MATERIAL SHOWN below:
PR #230, opened 2020-03-16
Use koji directly for release tasks

ehelms:
The idea here is to move away from relying on tito releasers and whitelists and using package_manifest and koji directly for build tasks. Given this requires transition within a package_manifest I am attempting to build it such that both functionality is supported for some period of time based on available configuration in the package_manifest.

PR #242, opened 2020-04-09
Add modules for nevr and checking if build exists in koji

ehelms:


ehelms:
See example https://github.com/theforeman/foreman-packaging/pull/4989

ehelms:
Now that I built these I wondered if this still made sense as a stand-alone role or if this should just be part of the koji build package role or the koji_build module introduced here (https://github.com/theforeman/obal/pull/230/files#diff-de47576edf20c669c22f90614e98fc65) to make that module more idempotent directly.

obal/data/modules/check_koji_build.py
```diff
@@ -0,0 +1,39 @@
+"""
+Check if build exists in Koji
+"""
+
+import os
+from subprocess import STDOUT, check_output
+
+from ansible.module_utils.basic import AnsibleModule
+from ansible.module_utils.obal import get_specfile_nevr
```
evgeni, line 9: this looks unused

obal/data/modules/check_koji_build.py
```diff
@@ -0,0 +1,39 @@
...
+    )
+
+    nevr = module.params['nevr']
+    tag = module.params['tag']
+    package = module.params['package']
+
+    command = ['koji', 'latest-build', '--quiet', tag, package]
+
+    try:
+        build = check_output(command, stderr=STDOUT, universal_newlines=True)
```
evgeni, line 30: this could use the `koji` wrapper instead?

obal/data/modules/check_koji_build.py
```diff
@@ -0,0 +1,39 @@
...
+        build = build.split(' ')[0]
+
+        module.exit_json(changed=False, tagged_version=build, exists=(nevr == build))
```
evgeni, line 33: the build contains `%dist`, while `nevr` does not (as we do `--undefine dist` when querying it), so this will never be true.

obal/data/roles/diff_package/tasks/koji.yml
```diff
@@ -1,34 +1,5 @@
...
-  no_log: True
-
-- debug:
-    msg:
-      - "Git version: {{ git_package_version }}"
-      - "Tagged version: {{ item }}"
-      - "Changed: {{ diff_package_changed }}"
-  with_items: "{{ koji_package_versions }}"
+- include_tasks: koji_tag.yml
+  loop: "{{ koji_tags }}"
```
evgeni, line 3: for this to work, `koji_tags` needs to be a list, but it is a dict. do you want `with_dict`?

evgeni: or you need to convert it on the fly: https://docs.ansible.com/ansible/latest/user_guide/playbooks_loops.html#with-dict

obal/data/roles/diff_package/tasks/koji_tag.yml
```diff
@@ -0,0 +1,22 @@
+---
+- name: Find local NEVR for package
+  nevr:
+    spec_file: "{{ spec_file_path }}"
+    scl: "{{ tag.scl | default(None) }}"
+    dist: "{{ tag.dist | default(None) }}"
```
evgeni, line 6: shouldn't these be `default(omit)`? `None` is so pythonic, but this is YAML/Ansible :)

obal/data/modules/check_koji_build.py
evgeni: or do you plan to pass `dist` from the tag definition in the manifest, and it's just not in the examples below?

obal/data/modules/nevr.py
```diff
@@ -0,0 +1,38 @@
+"""
+Calculate NEVRA for a package
```
evgeni, line 2:
```suggestion
Calculate NEVR for a package
```

obal/data/modules/nevr.py
```diff
@@ -0,0 +1,38 @@
...
+
+def main():
+    """
+    Calculate name-epoch-version-release for a specfile
+    """
+    module = AnsibleModule(
+        argument_spec=dict(
+            spec_file=dict(type='str', required=True),
+            scl=dict(type='str', required=False, default=None),
+            dist=dict(type='str', required=False, default=None),
```
evgeni, line 17: required=False will result in `None` in the case of no input, no need to set `default`

obal/data/roles/diff_package/tasks/koji.yml
```diff
@@ -1,34 +1,5 @@
...
-  changed_when: False
-
-- name: "Set koji_package_versions"
-  set_fact:
-    koji_package_versions: "{{ koji_package_versions.results | map(attribute='stdout') | list }}"
-  no_log: True
-
-- name: "Calculate diff_package_changed"
-  set_fact:
-    diff_package_changed: "{{ not item.startswith(git_package_version) or diff_package_changed }}"
```
evgeni, line 25: nothing in the new code sets `diff_package_changed`, so the role will not have a "result" to act on?

evgeni:
> Now that I built these I wondered if this still made sense as a stand-alone role or if this should just be part of the koji build package role or the koji_build module introduced here (https://github.com/theforeman/obal/pull/230/files#diff-de47576edf20c669c22f90614e98fc65) to make that module more idempotent directly.

We have a `check` command, that also uses this role, but w/o the "do the build" step. Essentially to verify that git and koji are in sync. I've not used it in a while as the old diff_package was semi-broken, but I think it's valuable to have. What if we move the actual checking code into a helper and then make both `check_koji_build` and `koji_build` use it, one reporting the state, the other doing the build? Or maybe, we could just teach `koji_build` check_mode and then the check playbook would force that? Yeah, that's probably the cleanest solution.

ekohl:
This suggests we don't need release bumps just to start building on EL8 anymore. Just run obal release on all those packages. Correct?

obal/data/modules/check_koji_build.py
ehelms: Ahh yes, sorry about that. I forgot to update the fixtures with this push to represent the proposed structure. Next push will include that update.

obal/data/roles/diff_package/tasks/koji.yml
ehelms: See https://github.com/theforeman/obal/pull/242#discussion_r406161701

ehelms:
@evgeni Passing tests and covering the pass use case including backwards compatibility. I decided to just keep diff_package working as expected to not overload this change with the additional element of making koji_build more idempotent. I think this provides a good overall change and sets the stage to keep re-factoring.

obal/data/module_utils/koji_wrapper.py
```diff
@@ -0,0 +1,19 @@
...
+
+class KojiCommandError(Exception):
+    """Raised when Koji command fails"""
+
+def koji(command, executable):
+    """
+    Run a koji command
+    """
+    if not executable:
+        executable = 'koji'
```
evgeni, line 14:
```suggestion
def koji(command, executable=None):
    """
    Run a koji command
    """
    if executable is None:
        executable = 'koji'
```

Python does not allow Ruby syntax ;)

tests/fixtures/mockbin/mockbin
```diff
@@ -77,29 +77,36 @@ if prog == 'tito':
 elif prog in ['koji', 'brew']:
     parser = argparse.ArgumentParser()
     subparsers = parser.add_subparsers()
+
     parser_listpkgs = subparsers.add_parser('list-pkgs')
     parser_listpkgs.add_argument('--tag')
     parser_listpkgs.add_argument('--package')
     parser_listpkgs.add_argument('--quiet', action='store_true')
-    parser_listtagged = subparsers.add_parser('list-tagged')
```
evgeni, line 84: This is still used in `koji_old.yml`, but we never call that in our tests now. It feels like we'll end up with bit-rot if we drop the tests?

obal/data/modules/nevr.py
```diff
@@ -0,0 +1,38 @@
+"""
+Calculate name-epoch:version-release for a package
```
evgeni, line 2: Something tells me, this should be called `rpm_nevr` ;)

tests/fixtures/mockbin/mockbin
ehelms: I added it back and switch the downstream test repo to use the old syntax. So that there is now a mix of the two throughout the tests until we drop diff_package_tags

obal/data/module_utils/obal.py
```diff
@@ -4,21 +4,30 @@
...
-    cmd = [
+    command = [
         'rpmspec',
         '--query',
         '--queryformat',
         macro_str,
-        '--undefine',
-        'dist',
-        '--undefine',
-        'foremandist',
```
evgeni, line 17: Is this intentional? When you execute this on a machine which has `foreman-build` installed, this will get weird NEVRs.

ehelms: Yes, my intent was to have the projects define this if need be using the new ability to pass macros per tag since this was quite Foreman specific.

evgeni: ok

ehelms:
@evgeni thanks! This supports backwards compatability with diff_package_tags but not the recently updated `koji_tags` as a per list change. Therefore, to not break things https://github.com/theforeman/foreman-packaging/pull/4989 has to go in at the same time if you could review it please.

PR #243, opened 2020-04-13
Add modules and command to verify a tag against local content

ehelms:
Allows checking if what is local is in the tag on Koji and vice versa.

```
obal verify-tag --tag foreman-nightly-rhel7
obal verify-tag --all
```

@ekohl This would implement some of the gaps you requested

### DIFF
End of MATERIAL SHOWN.
TASK STATEMENT: A verbatim copy of all the entries is the expected result.

REPLY TO THE EXERCISE:
PR #230, opened 2020-03-16
Use koji directly for release tasks

ehelms:
The idea here is to move away from relying on tito releasers and whitelists and using package_manifest and koji directly for build tasks. Given this requires transition within a package_manifest I am attempting to build it such that both functionality is supported for some period of time based on available configuration in the package_manifest.

PR #242, opened 2020-04-09
Add modules for nevr and checking if build exists in koji

ehelms:


ehelms:
See example https://github.com/theforeman/foreman-packaging/pull/4989

ehelms:
Now that I built these I wondered if this still made sense as a stand-alone role or if this should just be part of the koji build package role or the koji_build module introduced here (https://github.com/theforeman/obal/pull/230/files#diff-de47576edf20c669c22f90614e98fc65) to make that module more idempotent directly.

obal/data/modules/check_koji_build.py
```diff
@@ -0,0 +1,39 @@
+"""
+Check if build exists in Koji
+"""
+
+import os
+from subprocess import STDOUT, check_output
+
+from ansible.module_utils.basic import AnsibleModule
+from ansible.module_utils.obal import get_specfile_nevr
```
evgeni, line 9: this looks unused

obal/data/modules/check_koji_build.py
```diff
@@ -0,0 +1,39 @@
...
+    )
+
+    nevr = module.params['nevr']
+    tag = module.params['tag']
+    package = module.params['package']
+
+    command = ['koji', 'latest-build', '--quiet', tag, package]
+
+    try:
+        build = check_output(command, stderr=STDOUT, universal_newlines=True)
```
evgeni, line 30: this could use the `koji` wrapper instead?

obal/data/modules/check_koji_build.py
```diff
@@ -0,0 +1,39 @@
...
+        build = build.split(' ')[0]
+
+        module.exit_json(changed=False, tagged_version=build, exists=(nevr == build))
```
evgeni, line 33: the build contains `%dist`, while `nevr` does not (as we do `--undefine dist` when querying it), so this will never be true.

obal/data/roles/diff_package/tasks/koji.yml
```diff
@@ -1,34 +1,5 @@
...
-  no_log: True
-
-- debug:
-    msg:
-      - "Git version: {{ git_package_version }}"
-      - "Tagged version: {{ item }}"
-      - "Changed: {{ diff_package_changed }}"
-  with_items: "{{ koji_package_versions }}"
+- include_tasks: koji_tag.yml
+  loop: "{{ koji_tags }}"
```
evgeni, line 3: for this to work, `koji_tags` needs to be a list, but it is a dict. do you want `with_dict`?

evgeni: or you need to convert it on the fly: https://docs.ansible.com/ansible/latest/user_guide/playbooks_loops.html#with-dict

obal/data/roles/diff_package/tasks/koji_tag.yml
```diff
@@ -0,0 +1,22 @@
+---
+- name: Find local NEVR for package
+  nevr:
+    spec_file: "{{ spec_file_path }}"
+    scl: "{{ tag.scl | default(None) }}"
+    dist: "{{ tag.dist | default(None) }}"
```
evgeni, line 6: shouldn't these be `default(omit)`? `None` is so pythonic, but this is YAML/Ansible :)

obal/data/modules/check_koji_build.py
evgeni: or do you plan to pass `dist` from the tag definition in the manifest, and it's just not in the examples below?

obal/data/modules/nevr.py
```diff
@@ -0,0 +1,38 @@
+"""
+Calculate NEVRA for a package
```
evgeni, line 2:
```suggestion
Calculate NEVR for a package
```

obal/data/modules/nevr.py
```diff
@@ -0,0 +1,38 @@
...
+
+def main():
+    """
+    Calculate name-epoch-version-release for a specfile
+    """
+    module = AnsibleModule(
+        argument_spec=dict(
+            spec_file=dict(type='str', required=True),
+            scl=dict(type='str', required=False, default=None),
+            dist=dict(type='str', required=False, default=None),
```
evgeni, line 17: required=False will result in `None` in the case of no input, no need to set `default`

obal/data/roles/diff_package/tasks/koji.yml
```diff
@@ -1,34 +1,5 @@
...
-  changed_when: False
-
-- name: "Set koji_package_versions"
-  set_fact:
-    koji_package_versions: "{{ koji_package_versions.results | map(attribute='stdout') | list }}"
-  no_log: True
-
-- name: "Calculate diff_package_changed"
-  set_fact:
-    diff_package_changed: "{{ not item.startswith(git_package_version) or diff_package_changed }}"
```
evgeni, line 25: nothing in the new code sets `diff_package_changed`, so the role will not have a "result" to act on?

evgeni:
> Now that I built these I wondered if this still made sense as a stand-alone role or if this should just be part of the koji build package role or the koji_build module introduced here (https://github.com/theforeman/obal/pull/230/files#diff-de47576edf20c669c22f90614e98fc65) to make that module more idempotent directly.

We have a `check` command, that also uses this role, but w/o the "do the build" step. Essentially to verify that git and koji are in sync. I've not used it in a while as the old diff_package was semi-broken, but I think it's valuable to have. What if we move the actual checking code into a helper and then make both `check_koji_build` and `koji_build` use it, one reporting the state, the other doing the build? Or maybe, we could just teach `koji_build` check_mode and then the check playbook would force that? Yeah, that's probably the cleanest solution.

ekohl:
This suggests we don't need release bumps just to start building on EL8 anymore. Just run obal release on all those packages. Correct?

obal/data/modules/check_koji_build.py
ehelms: Ahh yes, sorry about that. I forgot to update the fixtures with this push to represent the proposed structure. Next push will include that update.

obal/data/roles/diff_package/tasks/koji.yml
ehelms: See https://github.com/theforeman/obal/pull/242#discussion_r406161701

ehelms:
@evgeni Passing tests and covering the pass use case including backwards compatibility. I decided to just keep diff_package working as expected to not overload this change with the additional element of making koji_build more idempotent. I think this provides a good overall change and sets the stage to keep re-factoring.

obal/data/module_utils/koji_wrapper.py
```diff
@@ -0,0 +1,19 @@
...
+
+class KojiCommandError(Exception):
+    """Raised when Koji command fails"""
+
+def koji(command, executable):
+    """
+    Run a koji command
+    """
+    if not executable:
+        executable = 'koji'
```
evgeni, line 14:
```suggestion
def koji(command, executable=None):
    """
    Run a koji command
    """
    if executable is None:
        executable = 'koji'
```

Python does not allow Ruby syntax ;)

tests/fixtures/mockbin/mockbin
```diff
@@ -77,29 +77,36 @@ if prog == 'tito':
 elif prog in ['koji', 'brew']:
     parser = argparse.ArgumentParser()
     subparsers = parser.add_subparsers()
+
     parser_listpkgs = subparsers.add_parser('list-pkgs')
     parser_listpkgs.add_argument('--tag')
     parser_listpkgs.add_argument('--package')
     parser_listpkgs.add_argument('--quiet', action='store_true')
-    parser_listtagged = subparsers.add_parser('list-tagged')
```
evgeni, line 84: This is still used in `koji_old.yml`, but we never call that in our tests now. It feels like we'll end up with bit-rot if we drop the tests?

obal/data/modules/nevr.py
```diff
@@ -0,0 +1,38 @@
+"""
+Calculate name-epoch:version-release for a package
```
evgeni, line 2: Something tells me, this should be called `rpm_nevr` ;)

tests/fixtures/mockbin/mockbin
ehelms: I added it back and switch the downstream test repo to use the old syntax. So that there is now a mix of the two throughout the tests until we drop diff_package_tags

obal/data/module_utils/obal.py
```diff
@@ -4,21 +4,30 @@
...
-    cmd = [
+    command = [
         'rpmspec',
         '--query',
         '--queryformat',
         macro_str,
-        '--undefine',
-        'dist',
-        '--undefine',
-        'foremandist',
```
evgeni, line 17: Is this intentional? When you execute this on a machine which has `foreman-build` installed, this will get weird NEVRs.

ehelms: Yes, my intent was to have the projects define this if need be using the new ability to pass macros per tag since this was quite Foreman specific.

evgeni: ok

ehelms:
@evgeni thanks! This supports backwards compatability with diff_package_tags but not the recently updated `koji_tags` as a per list change. Therefore, to not break things https://github.com/theforeman/foreman-packaging/pull/4989 has to go in at the same time if you could review it please.

PR #243, opened 2020-04-13
Add modules and command to verify a tag against local content

ehelms:
Allows checking if what is local is in the tag on Koji and vice versa.

```
obal verify-tag --tag foreman-nightly-rhel7
obal verify-tag --all
```

@ekohl This would implement some of the gaps you requested

### DIFF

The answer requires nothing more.